Moi j'ai repondu n'importe quoi au sondage 

Avec ou sans net, je saurais faire alors..... ca m'est presque egal, si ce n'est pour des potes que je "vois" uniquement par le net


----------



## steinway (6 Octobre 2004)

Bassman a dit:
			
		

> Moi j'ai repondu n'importe quoi au sondage
> 
> Avec ou sans net, je saurais faire alors..... ca m'est presque egal, si ce n'est pour des potes que je "vois" uniquement par le net


 sur de chez sur ?

 t as deja tente d arreter un long moment ?


----------



## Bassman (6 Octobre 2004)

1 mois c'est assez long ?? ou pas ?


----------



## Modern__Thing (6 Octobre 2004)

steinway a dit:
			
		

> sur de chez sur ?
> 
> t as deja tente d arreter un long moment ?


 Je sais pertinamment bien que je suis accro pour ma part... j'essaie même pas de me sevrer :rateau:


----------



## pixelemon (6 Octobre 2004)

je passe de longues périodes (3 à 4 semaines) sans me connecter mise à part skype pour économiser le téléphone et les uploads des sites... 

donc ça signifie que je suis connected en permanence... en fait, je ne peux pas m'en passer pour les mises à jour des sites au moins, les emails, et la téléphonie par ip, 

bigre, je suis dedans, démangeaisons au bout des doigts le matin, hyperoculie dès le réveil, (en plus je fais des rêves érotiques sur un modérateur de macG) 

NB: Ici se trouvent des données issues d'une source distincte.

PR #5825, opened 2019-10-22
Link on install

roigcarlo:
Cleanup from #5145 and #5170 

This is a draft, I am still testing everything, I just want some CI to trigger as well

List of changes:
- [x] New install mechanism is implemented for all applications
- [x] CMake files have been harmonized between all applications
- [x] Tests are now mandatory. Applications without tests now have the automatically generated ones with dummy tests.
- [x] **TrilinosApplication**: Some scripts are installed out of the new mechanism. Still testing those.
- [x] **CoSimulationApplication**: I did not understand the CMake.
- [x] Improve readme and put some doc into the configuration files.

Commits are done per application, so if any application needs to remain with the old mechanism ( you won't be able to install with the rest ) it still can be reverted.

PR #3217, opened 2018-10-28
making python-modules work

philbucher:
With this modification the python-scripts can be subdivided into subfolders 
=> now they behave as real python modules!
=> the changes necessary are very small and can be done app-by-app without breaking anything
i.e. these changes do NOT break the current mechanism, it is fully backwards compatible and can be adapted slowly

e.g. now one can do:
~~~py
import KratosMultiphysics
import KratosMultiphysics.StructuralMechanicsApplication as KSM

from KratosMultiphysics import new_linear_solver_factory

from KratosMultiphysics.StructuralMechanicsApplication import structural_mechanics_analysis

# for demonstration:
from KratosMultiphysics.StructuralMechanicsApplication.solvers import custom_solver
~~~

solves #2655

I will discuss this with @jcotela in the next days, afterwards you can discuss it in the comittee

I think this also works in python2, but I have not tried it

FYI @adityaghantasala @oberbichler

PR #9507, opened 2022-01-03
[ShapeOpt] add missing init files

armingeiser:
**📝 Description**
The subfolders of the python scripts folder in the ShapeOptApp had no `__init__.py` files. 

I don't know why it works without but its good practice to have those files in each folder. 

**🆕 Changelog**
- Added `__init__.py` to all submodules in ShapeOptimizationApplication


miguelmaso:
> I don't know why it works without but its good practice to have those files in each folder.

it was introduced in #3217

philbucher:
> > I don't know why it works without but its good practice to have those files in each folder.
> 
> it was introduced in #3217

actually the solution from #3217 was only an intermediate solution that was removed when we switched to the new installation mechanism (#5825). 
Basically #3217 enabled us to use the python-scripts properly (i.e. `from Kratos.AppName import py_script.py` instead of `import py_script.py`) This was a prerequisite for #5825

I am not sure why it works without the `__init__.py`. The CoSimApp has many subfolders but so far it was always working without

@roigcarlo do you know better?

sunethwarna:
Isn't it because of the following that we can use python imports eventhough we don't have `__init__.py` files?

https://docs.python.org/3/whatsnew/3.3.html#pep-420-implicit-namespace-packages

armingeiser:
Hm, maybe it works because of the namespace package thing as @sunethwarna says. 

But from what i understand we are not actually using namespace packages, but all our apps should rather be "standard" packages, thus the `__init__.py``files should be there.

roigcarlo (approved):
Exactly as @sunethwarna says. As we had support for 2.x when we make the change to use standard python modules it wouldn't have worked without. In any case I still think is a good idea to have the `__init__.py` file, among other reasons because not all our folders are sub-modules and this is a clean way to differentiate them.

quand je rentre de vacances j'allume direct les ordis, et je check les MAJ et les mails,

des syndromes qui ne trompent pas... mais je vis très bien ma pathologie


----------



## steinway (6 Octobre 2004)

Bassman a dit:
			
		

> 1 mois c'est assez long ?? ou pas ?


 oui c est pas mal du tout  je disais ca vu ton nombre de posts


----------



## steinway (6 Octobre 2004)

Modern__Thing a dit:
			
		

> Je sais pertinamment bien que je suis accro pour ma part... j'essaie même pas de me sevrer :rateau:


 idem pour moi et MacGe c est aussi une 2e famille non ?


----------



## Bassman (6 Octobre 2004)

Voui ca c'est vrai par contre, macgé / m4k est une 2eme famille


----------



## Amok (6 Octobre 2004)

pixelemon a dit:
			
		

> (en plus je fais des rêves érotiques sur un modérateur de macG)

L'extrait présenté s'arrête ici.